## Collected data entries
PR #54, opened 2021-07-28
add language as a primary key of programtranslation

cindy-wang328:
There needs to be a one to many relationship with Program and ProgramTranslation, prisma is making a 1 to 1 because we forgot to put the language as a primary key in the programtranslation, so we should add it in


feng-eric (approved):
LGTM!

mahadzaryab1 (approved):
LGTM

PR #56, opened 2021-07-31
Volunteer Enroll Endpoint and Database Updates

feng-eric:
### Notion ticket link

[Set up enroll to program endpoint for volunteers](https://www.notion.so/uwblueprintexecs/086c1b564dbf478faa649a8880e34b81?v=9d3f8002a0d1477ba395616dfc082af7&p=e1d062b407784f039e4c80c390296d42)

- Added volunteer enrollment endpoint
- Added checking session and role for both parent and volunteer enrollment
- Changed to obtain parentId/volunteerId from the session instead of from the request
- Updated parent_reg table to have (parentId, studentId, classId) as primary key
- Changed updated_at so that it's allowed to be null
- Removed coupon_users table as not required anymore @mahadzaryab1 

### Checklist

-   [x] I have run the linter


pages/api/enroll/child.ts
```diff
@@ -17,6 +19,22 @@ export default async function handle(
     req: NextApiRequest,
     res: NextApiResponse,
 ): Promise<void> {
+    const session = await getSession({ req });
+
+    // If there is no session or the user is not a parent
+    if (!session || session.role !== roles.PARENT) {
+        return ResponseUtil.returnUnauthorized(res, "Unauthorized");
```
mahadzaryab1: nit: could use a more descriptive error message - maybe something like `only users with the PARENT role can access this resource`

pages/api/enroll/child.ts
```diff
@@ -17,6 +19,22 @@ export default async function handle(
...
+    }
+
+    const parentId = session.id as number;
+    if (!parentId) {
+        // TODO: What should the error message be here?
```
mahadzaryab1: what you have LGTM - we control what's stored in the session so it should likely never get to this point anyway

pages/api/enroll/volunteer.ts
```diff
@@ -0,0 +1,117 @@
...
+ */
+export default async function handle(
+    req: NextApiRequest,
+    res: NextApiResponse,
+): Promise<void> {
+    const session = await getSession({ req });
+
+    // If there is no session or the user is not a volunteer
+    if (!session || session.role !== roles.VOLUNTEER) {
+        return ResponseUtil.returnUnauthorized(res, "Unauthorized");
```
mahadzaryab1: same comment as above

prisma/schema.prisma
```diff
@@ -29,9 +18,8 @@ model Parent {
   province          province
   preferredLanguage locale            @map("preferred_language")
   createdAt         DateTime          @default(now()) @map("created_at") @db.Timestamptz(6)
-  updatedAt         DateTime          @default(now()) @map("updated_at") @db.Timestamptz(6)
+  updatedAt         DateTime?         @map("updated_at") @db.Timestamptz(6)
```
mahadzaryab1, line 21: why do we feel like this field cant be defaulted to the current timestamp

utils/responseUtil.ts
```diff
@@ -26,6 +26,15 @@ export class ResponseUtil {
         res.status(400).json({ error: message });
     }
 
+    /**
+     * Method for returning a status 401 Bad Request response
```
mahadzaryab1: typo in comment - should be `401 Unauthorized`

mahadzaryab1 (approved):
Added a few comments/questions

pages/api/enroll/child.ts
feng-eric: good idea!

prisma/schema.prisma
feng-eric: I think there isn't really a need to set it to the default time since it's storing the same duplicate information as `createdAt`.

feng-eric: Also, it doesn't really make sure for the updatedAt time to be defaulted because it's technically the time of creation rather than the time it was updated.

utils/responseUtil.ts
feng-eric: Good catch!

pages/api/enroll/child.ts
feng-eric: Fixed!

mahadzaryab1 (approved):
LGTM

## INSTRUCTIONS TO FOLLOW
All that belongs in the answer is the lines from the start of the entries above through the line containing "### Notion ticket link", each given exactly.

## FINAL ANSWER
PR #54, opened 2021-07-28
add language as a primary key of programtranslation

cindy-wang328:
There needs to be a one to many relationship with Program and ProgramTranslation, prisma is making a 1 to 1 because we forgot to put the language as a primary key in the programtranslation, so we should add it in


feng-eric (approved):
LGTM!

mahadzaryab1 (approved):
LGTM

PR #56, opened 2021-07-31
Volunteer Enroll Endpoint and Database Updates

feng-eric:
### Notion ticket link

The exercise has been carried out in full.